This simulation uses a Markov chain to simulate the diffusion of N particles along an one dimension, finite lattice, toward the state of equilibrium. The particles are distributed along the 1D lattice cells. In a time interval of length Dt, each particle can perform just one jump between neighboring cells with a certain transition probability. The evolution of the system from its initial state to the final state of equilibrium, is described by a master equation. The initial state of the system and the transition probabilities are selected by the user. The main objective of the simulation is the confirmation of the theoretical proposition that "irrespectively of the form of the initial distribution, the system converges to a certain equilibrium state which is determined by the transition probabilities".  

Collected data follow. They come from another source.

PR #379, opened 2019-06-13
Add push unregister

danielpassos:
Add a method to unregistered a device on unified push server

You can use the ionic-showcase [AEROGEAR-9230](https://github.com/danielpassos/ionic-showcase/tree/AEROGEAR-9230) branch to test it

Register/Unregister screenshot

### DIFF
--- a/packages/push/src/PushRegistration.ts
+++ b/packages/push/src/PushRegistration.ts
@@ -25,7 +25,7 @@ export class PushRegistration {
 
   private readonly validationError?: string;
   private readonly variantId?: string;
-  private readonly http?: AxiosInstance;
+  private readonly httpClient?: AxiosInstance;
   private readonly push?: any;
 
   constructor(config: ConfigurationService) {
@@ -80,7 +80,7 @@ export class PushRegistration {
 
       if (!this.validationError) {
         const token = window.btoa(`${this.variantId}:${variantSecret}`);
-        this.http = axios.create({
+        this.httpClient = axios.create({
           baseURL: unifiedPushServerURL,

In a sequence of time-moments the program of the simulation counts the real number of particles in every cell. The intermediate states of the system between the initial state and the final state of equilibrium are depicted by a varying histogram and a sequence of changing cell-colors. On the other hand, the distribution of the particles at the equilibrium state has been determined according to the theoretical model and it is depicted in the same graphs. The user compares the real-time data with the theoretical predictions.

Finally, a Lyapunov functional H is determined for the system. Each time-moment, the value of H is uniquely determined by the corresponding distribution of the particles in the cells of the lattice. The variation of H with time is depicted in real time. By using this graph, the user can estimate the relaxation time of the process toward the equilibrium-state.